Чуть дальше по коридору стоял Янов, курил и со знакомой, искренней улыбкой слушал высокого штатского. Кто он, Фурашов не знал. Тот возвышался над маршалом на две головы. Речь шла тоже о чем-то веселом: брови Янова взметывались, глаза под ними искрились молодо, задорно — была минутная отрешенность от дел, минутный отдых от забот.
На лице профессора Бутакова, во всей фигуре — привычное, отточенное до малейших деталей достоинство. Фурашов знал: в иных условиях, на отдыхе, в пойме реки, куда по воскресеньям, оторванные от семей и московских квартир, живущие здесь по нескольку месяцев безвыездно, одуревшие от недельной работы на бетоне, в духоте горячих, каленых аппаратурных отсеков, вырывались конструкторы и военные, Борис Силыч становился простым, естественным, заядлым рыболовом. Раздевшись до трусов, обтягивавших полнеющий, округлый живот, в тюбетейке, смастеренной из носового платка — четыре усика торчали из узелков, — он простаивал в воде часами, после сам варил рыбацкую, тройную уху, а позднее и первый, прикрякнув молодецки, поднимал стопку. Что ж, можно понять его подчиненных, понять восхищение Сергея Умнова, но вчерашние его слова...
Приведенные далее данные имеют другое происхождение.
PR #890, opened 2025-10-14
vhost-device-gpu: Refactor vhost-device-gpu

dorindabassey:
### Summary of the PR

This PR refactors vhost-device-gpu by separating
virglrenderer from rutabaga, and using gfxstream via
rutabaga, Simplifying future backend development.

This PR introduces a significant refactor of the
virtio-gpu backend architecture:
- Transition `gfxstream` support to use `Rutabaga`
  abstraction.
- Decouple `virglrenderer` from `Rutabaga`, allowing
  it to be used as standalone.
- Unify backend handling using thread-local storage
  and macro-based runtime dispatch.

Key Changes:
VirglRenderer Backend:
   - `virgl.rs` is now a standalone backend that
     directly calls `libvirglrenderer` functions.
   - Removed reliance on `rutabaga` for virgl path.

Gfxstream Backend via Rutabaga:
   - Introduced `gfxstream.rs` backend using `rutabaga`
   - Thread-local `GfxstreamAdapter` manages its own
     `Rutabaga` instance, initialized lazily.
   - Preserved internal `GfxstreamResource` tracking
     with scanout support and memory handling.

Renderer Selection Logic:
   - In `device.rs`, `lazy_init_and_handle_event()` now:
     - Dispatches `VirglRendererAdapter` and
       `GfxstreamAdapter` using thread-local storage(TLS)
   - Introduced `extract_backend_and_vring()` helper for
     reusing backend setup logic.

Code Deduplication:
   - Abstracted common logic for both backends to common.rs.
   - Shared helpers reused between gfxstream and virgl.
   - Improved modularity with fewer duplicated error
     handling branches.

Testing and Validation:
   - Replaced `virtio_gpu.rs` testing paths with new unit
     tests for `gfxstream.rs` and `virgl.rs`.
   - Added code coverage for the new refactored crate.

Updates:
  - Added a new null backend to enable vhost-device-gpu
    compile with --no-default-features.

### Requirements

requirements:

  test.

### DIFF
--- a/vhost-device-gpu/src/lib.rs
+++ b/vhost-device-gpu/src/lib.rs
@@ -257,8 +257,9 @@ pub fn start_backend(socket_path: &Path, config: GpuConfig) -> Result<(), StartE
 
 #[cfg(test)]
 mod tests {
-    use assert_matches::assert_matches;
     use std::path::Path;
+
+    use assert_matches::assert_matches;
 
     use super::*;
 
@@ -343,7 +344,7 @@ mod tests {
     fn test_capset_display_multiple() {
         let capset = GpuCapset::VIRGL | GpuCapset::VIRGL2;
         let output = capset.to_string();
-        assert_eq!(output, "virgl, virgl2")
+        assert_eq!(output, "virgl, virgl2");
     }
 
     /// Check if display name of GpuMode is the same as the name in the CLI arg
--- a/vhost-device-gpu/src/main.rs
+++ b/vhost-device-gpu/src/main.rs
@@ -173,9 +173,9 @@ mod tests {
         }
 
         // Convert each CapsetName into GpuCapset
-        for capset_name in CapsetName::value_variants().iter().cloned() {
+        for capset_name in CapsetName::value_variants().iter().copied() {
             let resulting_capset: GpuCapset = capset_name.into(); // Would panic! if the definition is incorrect
-            assert_eq!(resulting_capset.bits(), capset_name as u64)
+            assert_eq!(resulting_capset.bits(), capset_name as u64);
         }
     }
 


dorindabassey:
> We just merged #892 with latest rust-vmm-ci, so I rebased this PR. BTW @dorindabassey did you update the container version in `rust-vmm-ci` ?

No, I also need to update the container version? Will do thanks!

stefano-garzarella:
@dorindabassey can you fix the coverage? (increasing tests or just adjusting the current value)

dorindabassey:
> @dorindabassey can you fix the coverage? (increasing tests or just adjusting the current value)

Yes, I'm working on it. Since gfxstream tests cannot run in CI without GPU drivers, excluding them in CI caused the drop I will increase the coverage in other areas and probably  adjust the current value to meet expectations.

vhost-device-gpu/src/backend/common.rs
```diff
@@ -0,0 +1,459 @@
+// src/backend/common.rs
```
stefano-garzarella: Why this comment?

Do we need the SPDX header also?

vhost-device-gpu/src/gpu_types.rs
```diff
@@ -0,0 +1,146 @@
+// src/gpu_types.rs
```
stefano-garzarella: Ditto

vhost-device-gpu/Cargo.toml
```diff
@@ -14,9 +14,10 @@ edition = "2021"
 resolver = "2"
 
 [features]
-default = ["gfxstream"]
+default = ["backend-virgl", "backend-gfxstream"]
 xen = ["vm-memory/xen", "vhost/xen", "vhost-user-backend/xen"]
-gfxstream = ["rutabaga_gfx/gfxstream"]
+backend-gfxstream = ["rutabaga_gfx/gfxstream"]
```
stefano-garzarella, line 19: This should be changed in a separate commit IMO, explaining the reaason

vhost-device-gpu/Cargo.toml
```diff
@@ -14,9 +14,10 @@ edition = "2021"
...
+backend-virgl = ["dep:virglrenderer"]
```
stefano-garzarella, line 20: Also this should be added separately, IMO

vhost-device-gpu/Cargo.toml
dorindabassey: I seperated the commits, but this hunk I put them together, let me know if it make sense?

vhost-device-gpu/src/backend/common.rs
```diff
@@ -0,0 +1,461 @@
+// Copyright 2024 RedHat
```
stefano-garzarella: This should be `Red Hat`.

vhost-device-gpu/Cargo.toml
stefano-garzarella: okay, but I saw some commits before this one already using the new features name, this is a bit strange IMO

stefano-garzarella:
> > Thanks for this work, I did a quick review, but IMO it's too much for a single commit. Why not splitting it?
> > I left some comments about SPDX and changes that should be split, but I'd like to know if we can split even more. (not sure if we can, but would be nice, otherwise, at least for me, it's hard to review)
> 
> I considered splitting the commit, but given the scope of the changes, it would have been quite time-consuming due to how closely related the changes are. But you are right, to make it easy for review I will split it.

If splitting doesn't make sense, you can avoid that. I just found 2 cases where IMO they must be split.

vhost-device-gpu/src/lib.rs
```diff
@@ -46,8 +51,9 @@ use std::{
 use bitflags::bitflags;
 use clap::ValueEnum;
 use log::info;
-#[cfg(feature = "gfxstream")]
+#[cfg(feature = "backend-gfxstream")]
```
stefano-garzarella, line 30: Can you build this commit? I mean, we are using the new feature name, before renaming it, what is the point? I'm honestly a bit confused...

dorindabassey:
> @dorindabassey what package I should install on Fedora to build this?

you need virglrenderer, virglrenderer-devel, gfxstream and gfxstream-devel from fedora package. For gfxstream you could also install from source this tag v0.1.2-gfxstream-release

vhost-device-gpu/src/lib.rs
dorindabassey: yeah, I mixed up the commits, I used AI to split it previously. But I reordered them now. Thanks!

vhost-device-gpu/Cargo.toml
```diff
@@ -14,9 +14,9 @@ edition = "2021"
 resolver = "2"
 
 [features]
-default = ["gfxstream"]
+default = ["backend-gfxstream"]
 xen = ["vm-memory/xen", "vhost/xen", "vhost-user-backend/xen"]
-gfxstream = ["rutabaga_gfx/gfxstream"]
+backend-gfxstream = ["rutabaga_gfx/gfxstream"]
```
stefano-garzarella, line 19: I think we need to update also the `vhost-device-gpu/README.md` where we still use the old name for the feature (e.g. `with the gfxstream feature flag`) . Can you check it?

stefano-garzarella: Not sure if we need to document also the new feature, but yeah, please double check the README file

vhost-device-gpu/README.md
```diff
@@ -90,23 +90,10 @@ Because blob resources are not yet supported, some capsets are limited:
 The device leverages the [rutabaga_gfx](https://crates.io/crates/rutabaga_gfx)
 crate to provide rendering with virglrenderer and gfxstream.
 
-This crate supports two GPU backends: gfxstream (default) and virglrenderer.
-Both require the system-provided virglrenderer and minigbm libraries due to the dependence on rutabaga_gfx.
```
stefano-garzarella, line 94: Why removing this section?

vhost-device-gpu/src/backend/gfxstream.rs
```diff
@@ -0,0 +1,1152 @@
...
+
+            while i < fence_state.descs.len() {
+                debug!("XXX - fence_id: {}", fence_state.descs[i].fence_id);
+                if fence_state.descs[i].ring == ring
+                    && fence_state.descs[i].fence_id <= completed_fence.fence_id
+                {
+                    let completed_desc = fence_state.descs.remove(i);
+                    debug!(
+                        "XXX - found fence: desc_index={}",
+                        completed_desc.desc_index
```
stefano-garzarella, line 156: Should we remove the XXX in the debug messages?

vhost-device-gpu/src/backend/gfxstream.rs
```diff
@@ -0,0 +1,1152 @@
+// Gfxstream backend device
+// Copyright 2024 Red Hat Inc
```
stefano-garzarella: nit: usually the newer copyright goes under the older one

vhost-device-gpu/src/backend/common.rs
```diff
@@ -0,0 +1,464 @@
...
+pub struct AssociatedScanouts(u32);
+
+impl AssociatedScanouts {
+    pub const fn enable(&mut self, scanout_id: u32) {
+        self.0 |= 1 << scanout_id;
+    }
+
+    pub const fn disable(&mut self, scanout_id: u32) {
+        self.0 ^= 1 << scanout_id;
+    }
```
stefano-garzarella: I don't understand this code, also before the change it was:

```diff
-    #[allow(clippy::missing_const_for_fn)]
-    fn disable(&mut self, scanout_id: u32) {
-        self.0 &= !(1 << scanout_id);
-    }
```

So my impression is that the new code will toggle it, but maybe I'm missing something.
Also, my general suggestion is to avoid this kind of changes while moving code, better to do in a separate commit explaining the reason.

vhost-device-gpu/README.md
dorindabassey: This section was added from the commit that was reverted. L94 should be removed but L93 can stay.

vhost-device-gpu/src/backend/gfxstream.rs
dorindabassey: make sense, I think i left it there because that was what virtio_gpu.rs did.

stefano-garzarella: ah, if it was already there, feel free to leave there, or fix in a separate commit. Sorry, it's too big, and I didn't notice it was already there.

vhost-device-gpu/README.md
stefano-garzarella: oh, I see. (Another reason for having small commits, so when we need to revert, we don't need to re-apply some parts)

vhost-device-gpu/src/backend/gfxstream.rs
dorindabassey: leaving it there

vhost-device-gpu/Cargo.toml
dorindabassey: yes, I updated it. Thanks!

vhost-device-gpu/README.md
dorindabassey: yeah, it's nice to have smaller commits but with this refactoring, I found out it's not worth the stress. For example, I was going to delete virtio_gpu.rs in the refactored commit, but because of this commit ef571bb8f36 i had to make changes to virtio_gpu.rs that would later disappear (added unnecessary work for me).

vhost-device-gpu/README.md
```diff
@@ -87,40 +87,35 @@ Because blob resources are not yet supported, some capsets are limited:
...
-With the gfxstream rendering mode, GLES and Vulkan calls are forwarded to the
-host with minimal modification.
-
 ## Examples
 
 First start the daemon on the host machine using either of the 2 gpu modes:
 
 1) `virglrenderer`
-2) `gfxstream` (if the crate has been compiled with the feature `gfxstream`)
+2) `gfxstream` (if the crate has been compiled with the feature `backend-gfxstream`)
```
epilys, line 130: Presumably you also want to mention feature `backend-virgl` for `1)` item right?

vhost-device-gpu/src/device.rs
```diff
@@ -520,75 +559,78 @@ impl VhostUserGpuBackendInner {
...
-                }
-            };
-
-            self.handle_event(device_event, virtio_gpu, vrings)
-        })?;
+        }
 
-        Ok(event_poll_fd)
+        match self.gpu_config.gpu_mode() {
+            #[cfg(feature = "backend-gfxstream")]
```
epilys, line 611: Will this match fail to compile if no features are enabled? (Can't check myself at the moment)

vhost-device-gpu/src/lib.rs
```diff
@@ -2,6 +2,29 @@
...
+    clippy::assertions_on_result_states,
+    //* pedantic */
+    clippy::cast_possible_wrap,
+    clippy::ptr_as_ptr,
+    clippy::bool_to_int_with_if,
+    clippy::borrow_as_ptr,
+    clippy::case_sensitive_file_extension_comparisons,
+    clippy::cast_ptr_alignment,
+    clippy::naive_bytecount
+)]
```
epilys: We dropped these in a previous commit because they are redundant, they are already in workspace Cargo.toml

vhost-device-gpu/src/device.rs
dorindabassey: yes, but good thing is the features are default, so the match statement will always have both arms compile.

vhost-device-gpu/src/lib.rs
dorindabassey: right, I missed this, it should have been removed.

vhost-device-gpu/src/device.rs
stefano-garzarella: @dorindabassey okay, but what about using `--no-default-features` ?

stefano-garzarella: That said, does it make sense to compile it without any backend? (not sure if we have a dummy backend like for sound)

— Все в сборе? — Янов взглянул на часы, повел головой влево-вправо по коридору, дымному и людному. Фурашову показалось: взгляд маршала, чуть удивленный, скользнул и по его одинокой фигуре. — Будем начинать, товарищи! Как, Борис Силыч?
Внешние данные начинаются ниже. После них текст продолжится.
PR #900, opened 2025-11-03
vhost-device-gpu: Add support for specifying GPU path

justxuewei:
Rutabaga_gfx, since v0.1.75, supports specifying a GPU path (e.g.
/dev/dri/renderD128) for virglrenderer. This patch introduces a
`--gpu-path` argument to allow users to use any GPU they want.

### DIFF
--- a/vhost-device-gpu/CHANGELOG.md
+++ b/vhost-device-gpu/CHANGELOG.md
@@ -3,6 +3,8 @@
 
 ### Added
 
+- [https://github.com/rust-vmm/vhost-device/pull/900] vhost-device-gpu: Add support for specifying GPU path
+
 ### Changed
 
 ### Fixed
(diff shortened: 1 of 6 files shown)


justxuewei:
Here are two patches from rutabaga_gfx related to this PR:
- https://github.com/magma-gpu/rutabaga_gfx/pull/12
- https://github.com/magma-gpu/rutabaga_gfx/pull/26

dorindabassey:
Hi Xuewei, Thanks for this PR! However, we have an ongoing refactoring effort that changes the architecture away from rutabaga_gfx to use the [virglrenderer crate](https://crates.io/crates/virglrenderer) directly (see PR #890 ).
  The good news is that this feature (GPU path specification) is already supported in virglrenderer and will be easier to implement in the new architecture. Once the refactoring PR is merged, we can:
  1. Add the --gpu-path argument to the CLI
  2. Pass it directly to virglrenderer's initialization

  This will actually be more straightforward than the current approach since we'll be using the direct virglrenderer FFI bindings instead of going through rutabaga_gfx's additional abstraction layer.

И, широко расставив руки, как бы приглашая и вместе с тем пропуская своих собеседников впереди себя, Янов пошел по коридору к открытой двери.
— Сергей, стой! Откуда ты? — Фурашов схватил за рукав пиджака Умнова, появившегося тут, в коридоре, с опозданием. — Погоди, Сережа... — И потянул к стенке, радуясь, что наконец дождался, и сразу же испытывая во рту горечь и вязкость от волнения: как сказать?
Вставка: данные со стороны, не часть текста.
PR #903, opened 2025-11-18
vhost-device-gpu: Add support for GPU device path

dorindabassey:
### Summary of the PR

Add a new --gpu-path CLI argument that allows users to specify which GPU device to use for rendering when using the virglrenderer backend.
This is useful for systems with multiple GPUs where a specific device needs to be selected.

### Requirements

requirements:

  test.

### DIFF
--- a/vhost-device-gpu/CHANGELOG.md
+++ b/vhost-device-gpu/CHANGELOG.md
@@ -3,6 +3,8 @@
 
 ### Added
 
+- [[#903]] (https://github.com/rust-vmm/vhost-device/pull/903) vhost-device-gpu: Add support for GPU device path
+
 ### Changed
 
 - [[#852]] (https://github.com/rust-vmm/vhost-device/pull/890) vhost-device-gpu: Refactor vhost-device-gpu
--- a/vhost-device-gpu/README.md
+++ b/vhost-device-gpu/README.md
@@ -56,6 +56,12 @@ A virtio-gpu device using the vhost-user protocol.
           [default: true]
           [possible values: true, false]
 
+      --gpu-device <PATH>
+          GPU device path (e.g., /dev/dri/renderD128)
+
+          [Optional] Specifies which GPU device to use for rendering. Only
+          applicable when using the virglrenderer backend.
+
   -h, --help
           Print help (see a summary with '-h')
 
@@ -132,6 +138,12 @@ First start the daemon on the host machine using one of the available gpu modes:
 
 ```shell
 host# vhost-device-gpu --socket-path /tmp/gpu.socket --gpu-mode virglrenderer
+```
+
+To specify a particular GPU device (e.g., when you have multiple GPUs):
+
+```shell
+host# vhost-device-gpu --socket-path /tmp/gpu.socket --gpu-mode virglrenderer --gpu-device /dev/dri/renderD128
 ```
 
 With QEMU, there are two device front-ends you can use with this device.
--- a/vhost-device-gpu/src/backend/virgl.rs
+++ b/vhost-device-gpu/src/backend/virgl.rs
@@ -14,6 +14,7 @@ use std::{
 use libc::c_void;
 use log::{debug, error, trace, warn};
 use rutabaga_gfx::RutabagaFence;
+use thiserror::Error as ThisError;
 use vhost::vhost_user::{
     gpu_message::{
         VhostUserGpuCursorPos, VhostUserGpuDMABUFScanout, VhostUserGpuDMABUFScanout2,
@@ -50,6 +51,20 @@ use crate::{
 const CAPSET_ID_VIRGL: u32 = 1;
 const CAPSET_ID_VIRGL2: u32 = 2;
 const CAPSET_ID_VENUS: u32 = 4;
+
+#[derive(Debug, ThisError)]
+pub enum VirglAdapterError {
+    #[error("Failed to clone GPU device FD: {0}")]
+    CloneGpuDeviceFd(io::Error),
+    #[error("Failed to initialize virglrenderer: {0:?}")]
+    InitVirglRenderer(virglrenderer::VirglError),
+}
+
+impl From<VirglAdapterError> for io::Error {
+    fn from(e: VirglAdapterError) -> Self {
+        io::Error::other(e)
+    }
+}
 
 #[derive(Clone)]
 pub struct GpuResource {
@@ -163,8 +178,17 @@ impl VirglRendererAdapter {
             fence_state.clone(),
         ));
 
-        let renderer = VirglRenderer::init(virglrenderer_flags, fence_handler, None)
-            .expect("Failed to initialize virglrenderer");
+        // Use the GPU device FD if provided (already opened and validated at startup)
+        let render_server_fd = config
+            .flags()
+            .render_server_fd
+            .as_ref()
+            .map(|fd| fd.try_clone())
+            .transpose()
+            .map_err(VirglAdapterError::CloneGpuDeviceFd)?;
+
+        let renderer = VirglRenderer::init(virglrenderer_flags, fence_handler, render_server_fd)
+            .map_err(VirglAdapterError::InitVirglRenderer)?;
         Ok(Self {
             renderer,
             gpu_backend,
--- a/vhost-device-gpu/src/lib.rs
+++ b/vhost-device-gpu/src/lib.rs
@@ -19,9 +19,11 @@ pub mod renderer;
 #[cfg(test)]
 pub(crate) mod testutils;
 
+#[cfg(feature = "backend-virgl")]
+use std::os::fd::OwnedFd;
 use std::{
     fmt::{Display, Formatter},
-    path::Path,
+    path::{Path, PathBuf},
 };
 
 use bitflags::bitflags;
@@ -117,7 +119,7 @@ impl GpuCapset {
     }
 }
 
-#[derive(Debug, Clone)]
+#[derive(Debug)]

— Контроль функционирования провели. — Умнов смотрел на него с веселым прищуром. — И знаешь, ажур! «Сигмы» держат железно.
— Слушай, Сережа... — Фурашов сглотнул вяжущий комок, будто только что, как в детстве, наелся терна. — Думал над твоими словами. Скажи все сейчас тут...
— Чудак, Алешка! — Умнов усмехнулся и звонко похлопал по руке Фурашова, и в этом похлопывании друга Фурашов почувствовал обидную снисходительность, точно тот хотел сказать: «Эх ты, клюнул... всего на минутную слабость!»
Фурашов даже опешил, когда вслед за тем услышал тоже весело сказанные и, должно быть, потому неприятно царапнувшие слова Умнова:
— Истина — джин в бутылке! А джины, как известно, имеют свойство и выходить... Пошли, опаздываем!
Сдержанный, приглушенный говор на командном пункте сливался в общий низкий гул. И вдруг в динамике булькнуло, словно кто-то невидимый отпил из стакана воды, и вслед за тем отчетливо прозвучало:
— Внимание! В воздухе высотная скоростная цель!
И хотя этой минуты Фурашов ждал, но сейчас густой, усиленный динамиком голос руководителя испытаний заставил его внутренне сжаться: ну что ж, сейчас все начнется... Он представил, как где-то вырулил на взлетную полосу самолет-мишень, дрожа всем корпусом, словно иноходец, замер на мгновение у черты, и вот команда по радио — взлет! Взмыл, лег на строгий курс...
Полутемнота в индикаторной: маленькие лампочки отбрасывают от козырьков свет только на пусковые панели с глубоко спрятанными кругляками-кнопками. Голубоватые мерцающие развертки медленно скользят по квадратам экранов: слева направо, и опять — слева направо... На стойке — ряды лампочек под звездчатыми колпачками: одни темны, мертвы; другие перемигиваются, точно переговариваются на своем языке; третьи горят ровным матово-белым светом — ракеты готовы.
Торопливо от шкафов посыпалось:
— Есть цель! Дальность, азимут...
— Первая — есть захват! Вторая — есть захват!
— Есть автоматическое!
Щелкают кнопки на панелях шкафов, переключают невидимые схемы, настраивают всю эту аппаратуру, все эти шкафы на ту, еще пока далекую цель, на самолет-мишень: он идет к своей верной...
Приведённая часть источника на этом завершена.